**Directions**
For the listing below, give the number of lines in which "watchdog" occurs. Add nothing.

**Supplied data**

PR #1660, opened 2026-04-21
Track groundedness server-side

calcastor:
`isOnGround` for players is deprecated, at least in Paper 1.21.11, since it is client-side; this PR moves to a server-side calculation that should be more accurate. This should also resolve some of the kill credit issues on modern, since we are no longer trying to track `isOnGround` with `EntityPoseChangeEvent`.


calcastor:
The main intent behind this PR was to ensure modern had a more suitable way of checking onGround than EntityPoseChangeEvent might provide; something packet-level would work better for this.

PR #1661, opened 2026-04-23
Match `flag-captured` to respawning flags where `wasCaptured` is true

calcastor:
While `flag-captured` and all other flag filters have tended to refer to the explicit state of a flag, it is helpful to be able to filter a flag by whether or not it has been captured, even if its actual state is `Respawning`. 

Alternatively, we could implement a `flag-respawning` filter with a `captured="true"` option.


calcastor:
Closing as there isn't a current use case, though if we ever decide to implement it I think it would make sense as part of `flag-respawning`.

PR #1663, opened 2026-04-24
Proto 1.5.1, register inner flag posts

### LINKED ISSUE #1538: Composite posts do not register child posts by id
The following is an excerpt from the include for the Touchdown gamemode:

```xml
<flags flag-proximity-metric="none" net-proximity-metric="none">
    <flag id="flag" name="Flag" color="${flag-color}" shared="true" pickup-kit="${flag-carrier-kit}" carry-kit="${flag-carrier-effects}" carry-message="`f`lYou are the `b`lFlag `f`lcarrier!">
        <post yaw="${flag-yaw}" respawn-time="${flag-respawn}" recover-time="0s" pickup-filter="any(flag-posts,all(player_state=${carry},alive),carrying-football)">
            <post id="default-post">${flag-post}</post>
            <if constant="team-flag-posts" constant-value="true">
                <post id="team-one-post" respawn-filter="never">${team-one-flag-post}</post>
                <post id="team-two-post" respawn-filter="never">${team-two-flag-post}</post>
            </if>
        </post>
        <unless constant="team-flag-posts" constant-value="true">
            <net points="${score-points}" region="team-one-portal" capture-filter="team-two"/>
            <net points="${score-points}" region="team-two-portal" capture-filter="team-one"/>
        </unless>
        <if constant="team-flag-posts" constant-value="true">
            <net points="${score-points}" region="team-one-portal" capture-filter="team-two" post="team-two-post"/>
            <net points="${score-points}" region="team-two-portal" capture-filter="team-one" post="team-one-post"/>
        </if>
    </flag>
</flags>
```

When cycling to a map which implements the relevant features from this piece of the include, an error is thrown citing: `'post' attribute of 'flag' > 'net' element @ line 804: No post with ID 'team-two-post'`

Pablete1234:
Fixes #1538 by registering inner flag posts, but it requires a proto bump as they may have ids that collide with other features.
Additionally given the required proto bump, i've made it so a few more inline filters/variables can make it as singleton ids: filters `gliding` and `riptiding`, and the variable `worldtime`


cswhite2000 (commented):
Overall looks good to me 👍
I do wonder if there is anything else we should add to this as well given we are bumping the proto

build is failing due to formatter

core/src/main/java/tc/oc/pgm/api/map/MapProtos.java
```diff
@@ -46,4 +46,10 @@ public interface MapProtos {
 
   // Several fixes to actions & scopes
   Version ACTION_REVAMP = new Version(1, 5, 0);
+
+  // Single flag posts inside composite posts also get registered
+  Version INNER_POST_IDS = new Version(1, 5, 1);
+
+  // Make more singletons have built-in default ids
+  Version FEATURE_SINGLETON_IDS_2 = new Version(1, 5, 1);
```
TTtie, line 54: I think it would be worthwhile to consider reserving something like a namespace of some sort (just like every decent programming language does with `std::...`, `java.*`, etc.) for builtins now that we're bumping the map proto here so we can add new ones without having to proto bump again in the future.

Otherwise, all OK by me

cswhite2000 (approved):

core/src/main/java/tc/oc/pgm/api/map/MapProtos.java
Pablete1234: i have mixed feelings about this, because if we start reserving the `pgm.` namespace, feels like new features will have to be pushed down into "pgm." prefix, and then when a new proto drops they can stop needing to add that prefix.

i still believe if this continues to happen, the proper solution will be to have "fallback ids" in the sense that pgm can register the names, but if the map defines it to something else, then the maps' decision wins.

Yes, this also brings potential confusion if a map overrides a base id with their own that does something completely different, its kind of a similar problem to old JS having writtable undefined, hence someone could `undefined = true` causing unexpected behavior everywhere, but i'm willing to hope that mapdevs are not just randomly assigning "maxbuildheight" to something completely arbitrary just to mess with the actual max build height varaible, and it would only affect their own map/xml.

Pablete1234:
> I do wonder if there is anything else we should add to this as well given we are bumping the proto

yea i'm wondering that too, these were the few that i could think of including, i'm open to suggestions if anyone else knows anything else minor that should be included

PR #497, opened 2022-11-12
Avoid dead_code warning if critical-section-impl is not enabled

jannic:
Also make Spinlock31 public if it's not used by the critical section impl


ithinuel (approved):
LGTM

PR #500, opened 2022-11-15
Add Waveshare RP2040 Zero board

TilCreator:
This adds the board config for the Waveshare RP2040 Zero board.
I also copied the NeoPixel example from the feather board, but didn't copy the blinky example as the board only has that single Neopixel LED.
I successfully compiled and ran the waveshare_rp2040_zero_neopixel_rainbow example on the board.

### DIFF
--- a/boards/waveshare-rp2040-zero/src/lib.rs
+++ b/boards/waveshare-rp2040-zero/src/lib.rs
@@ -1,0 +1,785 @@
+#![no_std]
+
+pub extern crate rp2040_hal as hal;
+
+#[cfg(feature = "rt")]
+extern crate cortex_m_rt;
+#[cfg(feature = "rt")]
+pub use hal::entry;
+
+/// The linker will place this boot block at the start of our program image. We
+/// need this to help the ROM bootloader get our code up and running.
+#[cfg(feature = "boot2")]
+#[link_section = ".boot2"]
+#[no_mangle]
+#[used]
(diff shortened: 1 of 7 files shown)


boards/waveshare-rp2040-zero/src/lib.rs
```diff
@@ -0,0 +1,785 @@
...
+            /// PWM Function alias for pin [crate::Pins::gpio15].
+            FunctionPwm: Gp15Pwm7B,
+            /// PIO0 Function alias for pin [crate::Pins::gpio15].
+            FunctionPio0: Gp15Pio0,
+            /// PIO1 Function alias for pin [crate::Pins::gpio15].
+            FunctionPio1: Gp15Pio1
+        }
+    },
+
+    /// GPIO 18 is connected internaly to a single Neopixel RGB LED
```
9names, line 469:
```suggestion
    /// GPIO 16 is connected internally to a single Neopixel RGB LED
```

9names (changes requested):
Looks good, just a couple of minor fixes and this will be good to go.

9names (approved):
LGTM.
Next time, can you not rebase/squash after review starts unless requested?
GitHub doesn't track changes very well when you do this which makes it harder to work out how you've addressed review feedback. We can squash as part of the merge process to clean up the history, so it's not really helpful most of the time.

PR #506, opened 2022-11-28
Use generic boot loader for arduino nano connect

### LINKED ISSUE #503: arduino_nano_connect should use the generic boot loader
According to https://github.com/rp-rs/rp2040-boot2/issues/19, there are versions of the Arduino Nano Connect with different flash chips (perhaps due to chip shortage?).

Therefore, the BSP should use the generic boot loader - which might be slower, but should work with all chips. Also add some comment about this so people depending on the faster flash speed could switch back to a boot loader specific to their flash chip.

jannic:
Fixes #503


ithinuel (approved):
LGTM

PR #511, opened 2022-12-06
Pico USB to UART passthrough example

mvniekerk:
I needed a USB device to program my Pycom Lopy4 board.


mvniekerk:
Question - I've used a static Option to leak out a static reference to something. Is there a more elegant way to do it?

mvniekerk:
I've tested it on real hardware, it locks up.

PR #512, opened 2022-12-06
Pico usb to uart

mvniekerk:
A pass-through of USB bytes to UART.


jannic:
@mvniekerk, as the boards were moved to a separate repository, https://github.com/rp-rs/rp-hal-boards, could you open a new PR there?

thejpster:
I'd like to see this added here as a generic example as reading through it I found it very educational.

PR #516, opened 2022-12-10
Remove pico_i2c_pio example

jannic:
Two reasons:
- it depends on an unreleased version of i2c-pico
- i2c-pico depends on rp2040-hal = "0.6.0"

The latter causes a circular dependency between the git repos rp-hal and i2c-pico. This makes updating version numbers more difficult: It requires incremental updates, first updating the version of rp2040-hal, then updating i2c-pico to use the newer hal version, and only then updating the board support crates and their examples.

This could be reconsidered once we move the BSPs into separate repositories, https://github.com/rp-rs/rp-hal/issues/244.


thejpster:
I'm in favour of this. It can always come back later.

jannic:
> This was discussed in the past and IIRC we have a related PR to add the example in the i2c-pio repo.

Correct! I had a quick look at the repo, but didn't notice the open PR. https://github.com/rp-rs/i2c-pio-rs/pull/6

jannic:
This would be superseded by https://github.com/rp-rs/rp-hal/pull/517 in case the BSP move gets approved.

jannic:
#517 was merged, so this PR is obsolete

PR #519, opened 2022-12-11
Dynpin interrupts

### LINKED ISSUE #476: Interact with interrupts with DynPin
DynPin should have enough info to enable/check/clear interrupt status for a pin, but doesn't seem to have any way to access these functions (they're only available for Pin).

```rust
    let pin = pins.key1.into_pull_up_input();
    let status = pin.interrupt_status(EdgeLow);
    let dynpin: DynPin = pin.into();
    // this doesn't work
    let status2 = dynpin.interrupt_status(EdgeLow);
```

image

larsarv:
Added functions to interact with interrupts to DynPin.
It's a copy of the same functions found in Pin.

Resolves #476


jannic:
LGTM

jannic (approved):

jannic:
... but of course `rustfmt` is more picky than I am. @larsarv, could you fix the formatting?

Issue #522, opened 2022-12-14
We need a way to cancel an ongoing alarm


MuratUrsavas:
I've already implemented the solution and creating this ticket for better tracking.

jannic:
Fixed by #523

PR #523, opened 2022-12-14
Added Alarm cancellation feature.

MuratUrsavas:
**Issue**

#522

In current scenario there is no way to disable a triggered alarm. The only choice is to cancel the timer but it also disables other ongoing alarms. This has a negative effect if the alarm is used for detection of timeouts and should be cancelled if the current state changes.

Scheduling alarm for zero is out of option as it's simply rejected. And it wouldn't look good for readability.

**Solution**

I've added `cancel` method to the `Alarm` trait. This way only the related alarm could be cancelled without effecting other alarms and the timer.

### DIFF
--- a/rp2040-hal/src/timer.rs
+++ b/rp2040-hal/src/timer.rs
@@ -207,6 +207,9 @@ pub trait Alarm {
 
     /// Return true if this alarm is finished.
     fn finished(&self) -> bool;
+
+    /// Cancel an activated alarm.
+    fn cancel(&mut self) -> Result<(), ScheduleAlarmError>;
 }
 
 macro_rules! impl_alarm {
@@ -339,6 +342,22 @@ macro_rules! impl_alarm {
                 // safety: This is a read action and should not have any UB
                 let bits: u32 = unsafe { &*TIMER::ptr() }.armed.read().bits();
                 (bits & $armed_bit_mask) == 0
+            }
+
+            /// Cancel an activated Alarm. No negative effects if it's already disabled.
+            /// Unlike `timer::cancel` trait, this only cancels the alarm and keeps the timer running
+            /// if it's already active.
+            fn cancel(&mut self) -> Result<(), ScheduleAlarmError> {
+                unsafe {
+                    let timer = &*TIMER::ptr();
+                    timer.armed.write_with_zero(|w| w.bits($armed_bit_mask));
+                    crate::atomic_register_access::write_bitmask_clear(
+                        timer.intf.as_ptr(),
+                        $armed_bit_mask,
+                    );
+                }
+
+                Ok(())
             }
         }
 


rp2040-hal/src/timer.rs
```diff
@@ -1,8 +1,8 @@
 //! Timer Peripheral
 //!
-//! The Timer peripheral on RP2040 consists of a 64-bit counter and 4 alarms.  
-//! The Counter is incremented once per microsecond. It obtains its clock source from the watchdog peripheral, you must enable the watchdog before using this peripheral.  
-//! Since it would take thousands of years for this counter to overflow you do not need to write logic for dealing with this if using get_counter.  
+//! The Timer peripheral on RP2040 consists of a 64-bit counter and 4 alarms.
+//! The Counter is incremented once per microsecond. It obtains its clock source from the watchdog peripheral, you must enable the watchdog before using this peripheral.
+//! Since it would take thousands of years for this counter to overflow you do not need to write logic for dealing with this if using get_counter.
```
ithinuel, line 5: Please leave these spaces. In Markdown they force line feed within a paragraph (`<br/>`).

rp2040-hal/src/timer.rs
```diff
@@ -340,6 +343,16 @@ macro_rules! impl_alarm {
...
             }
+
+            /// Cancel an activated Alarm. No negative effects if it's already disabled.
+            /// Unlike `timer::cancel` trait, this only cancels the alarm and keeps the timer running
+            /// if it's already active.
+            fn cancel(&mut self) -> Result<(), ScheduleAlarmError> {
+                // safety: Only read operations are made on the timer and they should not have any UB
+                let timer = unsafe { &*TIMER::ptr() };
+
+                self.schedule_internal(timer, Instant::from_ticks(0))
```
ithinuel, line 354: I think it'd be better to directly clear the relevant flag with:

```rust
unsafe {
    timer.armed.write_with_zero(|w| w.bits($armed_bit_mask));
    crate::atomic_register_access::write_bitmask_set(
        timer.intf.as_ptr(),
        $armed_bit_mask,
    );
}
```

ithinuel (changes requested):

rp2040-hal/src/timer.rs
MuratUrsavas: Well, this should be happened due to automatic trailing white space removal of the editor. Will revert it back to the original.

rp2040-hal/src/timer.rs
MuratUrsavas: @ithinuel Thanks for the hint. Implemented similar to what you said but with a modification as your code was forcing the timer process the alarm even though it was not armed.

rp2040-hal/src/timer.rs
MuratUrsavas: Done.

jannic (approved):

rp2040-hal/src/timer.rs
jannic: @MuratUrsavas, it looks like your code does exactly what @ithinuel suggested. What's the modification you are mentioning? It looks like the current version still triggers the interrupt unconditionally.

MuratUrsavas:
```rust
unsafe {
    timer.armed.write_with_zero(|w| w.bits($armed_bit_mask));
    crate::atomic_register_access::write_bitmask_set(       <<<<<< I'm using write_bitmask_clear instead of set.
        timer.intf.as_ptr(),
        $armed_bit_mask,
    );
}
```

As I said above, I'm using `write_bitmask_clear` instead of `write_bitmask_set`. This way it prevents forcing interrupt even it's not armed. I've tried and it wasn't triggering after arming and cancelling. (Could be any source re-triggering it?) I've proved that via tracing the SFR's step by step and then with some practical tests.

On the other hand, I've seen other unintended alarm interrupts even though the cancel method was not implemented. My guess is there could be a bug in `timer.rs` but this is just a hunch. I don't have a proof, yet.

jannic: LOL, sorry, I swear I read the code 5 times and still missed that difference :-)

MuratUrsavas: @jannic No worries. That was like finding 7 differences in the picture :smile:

**Answer box**
2